25-story apartment towers proposed for downtown Sacramento would be the region’s tallest

03/26/2014 5:15 PM

10/01/2014 1:18 PM

A real estate investment firm from Beverly Hills said Wednesday it will build two 25-story apartment towers, the tallest residential buildings in the region, as well as midrise apartments, condominiums and perhaps a boutique hotel in a quiet residential area off Capitol Mall in downtown Sacramento.

The ambitious proposal, called Sacramento Commons, could add 1,200 apartments to the downtown’s housing stock, more than has been built in the central city in the last dozen years combined. City officials said it is a sign that the downtown Sacramento housing market could be stirring to life after years of minimal development.

The developer, Kennedy Wilson, an international real estate investor, purchased most of the site bounded by Fifth and Seventh streets and N and P streets several years ago, after it conducted an analysis that showed there is a market for housing in Sacramento’s central business district.

“We feel confident and encouraged by what we see happening downtown and want to be involved,” Kennedy Wilson vice president Dave Eadie said.

The project is being challenged, however, by some current residents of the site who say the high-density development plan will ruin the area’s bucolic, garden-like setting. The plan calls for eventually knocking down as many as 200 two-story garden apartments known as Capital Villas, but leaving three existing housing towers in place. Two of those towers, Bridgeway and Pioneer, are on the project blocks but are not owned by Kennedy Wilson.

Jim Pachl, an environmentalist and retired attorney who lives in the Bridgeway Towers building adjacent to the development site, said the city and developers are trying to squeeze too much onto the property.

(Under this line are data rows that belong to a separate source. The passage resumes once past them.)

PR #12324, opened 2026-07-21
allow users to link to updates

vilcht:


packages/frontend/src/server/features/projects/recent-changes/getDiscoveryUpdates.ts
```diff
@@ -129,17 +130,32 @@ function toPublicDiscoveryUpdate(
...
     description: entry.description,
     isHighSeverity: bodies.some((body) => isHighSeverityDiffBody(body)),
     changeCount: bodies.reduce((sum, body) => sum + countDiffChanges(body), 0),
     sections,
   }
 }
 
+function getUpdateId(date: string, timestamp: number | null): string {
+  if (timestamp !== null) {
+    return `update-${timestamp}`
```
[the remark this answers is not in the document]
vilcht: fixed

packages/frontend/src/pages/scaling/ScalingRouter.ts
```diff
@@ -130,7 +131,22 @@ export function createScalingRouter(
...
+          ssr: {
+            ...data.ssr,
+            props: {
+              ...data.ssr.props,
+              selectedUpdateId: getSelectedUpdateId(req.query),
+            },
+          },
+        },
+        req.originalUrl,
+      )
```
torztomasz: this should live in getData

packages/frontend/src/pages/interop/InteropRouter.ts
```diff
@@ -122,7 +123,22 @@ export function createInteropRouter(
...
+          ssr: {
+            ...data.ssr,
+            props: {
+              ...data.ssr.props,
+              selectedUpdateId: getSelectedUpdateId(req.query),
+            },
+          },
+        },
+        req.originalUrl,
+      )
```
torztomasz: same

packages/frontend/src/components/projects/sections/UpdatesSection.tsx
```diff
@@ -205,6 +240,11 @@ function UpdateCard({ update }: { update: DiscoveryUpdate }) {
   )
 }
 
+function getUpdateHref(updateId: string): string {
+  const encodedId = encodeURIComponent(updateId)
+  return `?update=${encodedId}#${encodedId}`
```
torztomasz: why repeat the id?

torztomasz (changes requested):

torztomasz (commented):
> 🤖 This review was AI-generated (Claude Code), requested by @torztomasz.

Solid, well-tested change. Things that are done well:

- `getSelectedUpdateId` treats `req.query` as `unknown` and rejects non-strings, so `?update[x]=y` or repeated params degrade gracefully. Reflected-input XSS is also covered since SSR props go through `jsonForInlineScript`, which escapes `<`.
- `selectedUpdateId` is layered onto the page data *after* `cache.get`, so the in-memory cache stays keyed by slug only and isn't polluted with query-specific props.
- The `useState` pagination initializer computes the same page on server and client, so there's no hydration mismatch and the `#fragment` scroll works even before hydration (and with JS disabled).
- The hardcoded `https://l2beat.com` base matches the existing convention in `GlossaryItem.tsx`.

One consideration outside the diff: the same path now renders different HTML per `?update=` value. If any CDN/edge layer caches these routes while normalizing away query strings, users could get a variant with the wrong card pre-expanded — worth a quick check of the CDN config.

Inline comments below for the few substantive points.

packages/frontend/src/server/features/projects/recent-changes/getDiscoveryUpdates.ts
```diff
@@ -129,17 +130,39 @@ function toPublicDiscoveryUpdate(
...
+  const dateSlug = entry.date
+    .toLowerCase()
+    .replace(/[^a-z0-9]+/g, '-')
+    .replace(/^-|-$/g, '')
+
+  if (entry.discoveryHash !== null) {
+    return `update-${timestamp ?? dateSlug}-${entry.discoveryHash}`
+  }
+
+  if (timestamp !== null) {
```
torztomasz: > 🤖 AI-generated comment (Claude Code)

Duplicate ids are still possible here: two entries with the same timestamp and no `discoveryHash` (or two legacy entries with the same date string) produce identical ids. That yields duplicate React keys — the old `${update.date}-${index}` key was collision-proof, the new `key={update.id}` is not — plus duplicate DOM ids as anchor targets.

Dates have second granularity so this is unlikely in practice, but a positional tiebreaker (e.g. appending the entry index only on collision) would make it airtight.

packages/frontend/src/components/projects/sections/UpdatesSection.tsx
```diff
@@ -129,9 +156,17 @@ function UpdateCard({ update }: { update: DiscoveryUpdate }) {
...
           <div className="flex min-w-0 flex-1 flex-wrap items-center gap-x-2 gap-y-1">
-            <span className="shrink-0 font-medium text-primary leading-snug">
-              {formatUpdateDate(update)}
-            </span>
+            <div className="flex shrink-0 items-center gap-1">
+              <span className="font-medium text-primary leading-snug">
+                {formatUpdateDate(update)}
+              </span>
+              <CopyButton
+                toCopy={`https://l2beat.com${pathname}${getUpdateHref(update.id)}`}
```
torztomasz: > 🤖 AI-generated comment (Claude Code)

Minor: the copied URL is built from `pathname` + `?update=…`, so any other query params present on the current URL are dropped. Nothing relevant exists on these pages today, so just a note for the future.

Also, `encodeURIComponent` is redundant given the id alphabet is `[a-z0-9x-]` by construction — harmless either way.

packages/frontend/src/pages/scaling/ScalingRouter.ts
```diff
@@ -130,7 +131,22 @@ export function createScalingRouter(
         res.status(404).send('Not found')
         return
       }
-      const html = await render(data, req.originalUrl)
+      if (data.ssr.page !== 'ScalingProjectPage') {
```
torztomasz: > 🤖 AI-generated comment (Claude Code)

Non-blocking: this guard is unreachable in practice (`getScalingProjectData` only ever returns `ScalingProjectPage`), so it reads as a type-narrowing device. A short comment saying so would clarify intent.

The same injection block is duplicated in `InteropRouter.ts` — fine at two occurrences, but worth extracting a helper if a third page ever gets updates.

packages/frontend/src/components/projects/sections/UpdatesSection.tsx
```diff
@@ -129,9 +161,17 @@ function UpdateCard({ update }: { update: DiscoveryUpdate }) {
...
```
torztomasz: make it work on previews too, extract the full url from window

packages/frontend/src/components/projects/sections/UpdatesSection.tsx
```diff
@@ -205,6 +245,10 @@ function UpdateCard({ update }: { update: DiscoveryUpdate }) {
   )
 }
 
+function getUpdateHref(updateId: string): string {
+  return `?update=${updateId}`
```
torztomasz: no need for this fn

packages/frontend/src/pages/scaling/project/getScalingProjectData.ts
```diff
@@ -6,12 +8,36 @@ import { getProjectMetadataDescription } from '~/ssr/head/getProjectMetadataDesc
...
+    ...data,
+    ssr: {
+      ...data.ssr,
+      props: {
+        ...data.ssr.props,
+        selectedUpdateId: getSelectedUpdateId(req.query),
+      },
+    },
+  }
+}
```
torztomasz, line 37: this is some weird data flow change
cache should live outside this function, selectedUpdateId should alredy be inside data.ssr.props

getSelectedUpdateId seems like really redundant, just use correct type and validation on request

packages/frontend/src/server/features/projects/recent-changes/getDiscoveryUpdates.ts
```diff
@@ -129,17 +131,43 @@ function toPublicDiscoveryUpdate(
...
+  const fingerprint = hashJson([
+    entry.date,
+    entry.current?.kind ?? null,
+    entry.current?.value ?? null,
+    entry.description,
+    entry.sections.flatMap((section) => [section.kind, section.body]),
+  ])
+
+  return `update-${timestamp ?? dateSlug}-${fingerprint}`
+}
```
torztomasz: can't this be just a simple hashJson.slice(0,8) for better UX? If you have any better idea - please suggest

torztomasz (approved):

PR #12333, opened 2026-07-21
Aztec network activity

sdlyy:
@codex review

Aztec activity tracking by counting `body.txEffects` from `node_getBlocks(includeTransactions: true)`, which includes both public and private mined transactions.  
The change is layered: configure the Aztec RPC and block activity → add an Aztec RPC client/provider with range validation and timestamp lookup → normalize it through ActivityBlockProvider → reuse the existing block activity aggregation/indexer. Standard chains still use their existing per-block fetch and Uops analyzers; Aztec reports uopsCount: null because transaction effects do not expose a reliable execution/call structure for uops.
Tests cover Aztec RPC parsing/errors, provider range validation and timestamp lookup, Aztec effect-to-activity mapping, and preservation of standard transaction/uops behavior.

He said the city should focus on other empty or blighted sites around downtown in need of redevelopment.

“This neighborhood is working,” Pachl said. “It’s been livable housing for decades. Why cannibalize it?”

The project also has drawn opposition from SacMod, a group that promotes preservation of midcentury architecture in Sacramento.

“The open space planning (at the site) was intentional … for the mental health and well-being of people who live there,” SacMod’s Gretchen Steinberg said. “Sacramento Commons is trying to fill that space with buildings and mass.”

Project developers counter that their plan meets city and regional “smart growth” goals by providing more urban-style housing close to jobs, stores and entertainment areas. The project site is literally in the shadows of Capitol Mall offices and five blocks from the Capitol.

The site also is just two blocks from the planned Sacramento Kings arena at Downtown Plaza, although Kennedy Wilson’s Eadie said his company chose to invest in downtown Sacramento prior to the emergence of the arena plan. Notably, though, Eadie’s company has hired site planner AECOM, the company the Kings are using to design their arena.

Eadie said his company will submit its plans to the city on Friday. City officials have been pushing for years to get more people living downtown. City Planning Director David Kwong said the project would be one of the first major housing applications in the post-recession era.

“It’s a good sign that they are taking the risk to move forward with this kind of project,” he said. “It (indicates) a confidence level on their end.”

Councilman Steve Hansen, who represents the area, declined comment on the project until he sees the developer’s plans, an aide said.

Michael Ault, head of the Downtown Sacramento Partnership, said downtown needs housing projects, along with the arena, if it is going to see a resurgence and become a 24-hour community.

“That is what we are looking for, people with discretionary income, the creative class, people with resources to be part of this downtown momentum,” he said. “The arena itself is a great project, but we’ve got to be about more complementary use. We have to do a better job of building more residential, and more variety of retail, something more than just restaurants.”

The Sacramento Commons development calls for removing the two-story Capital Villas apartments in phases over years to make room for new high- and midrise buildings. Those new buildings would be built adjacent to the three existing housing towers on the four-block site – Bridgeway Towers on N Street, Pioneer Tower on P Street and Capitol Tower near Seventh and O streets.

The plans call for two 25-story residential towers, located near the northwest corner of Seventh and P streets. Eadie said his company intends to rent at market levels, but declined to guess what those rents would be. He said he expects some of the 1,100-square-foot high-rise apartments will be marketed to affluent renters.

The company remains uncertain whether it will propose condominiums or a boutique hotel, or a combination of the two, for the corner of the site at Seventh and N streets.

Kennedy Wilson officials say they expect the city planning and approval process will take two years. The first construction would likely start no sooner than 2016, Eadie said.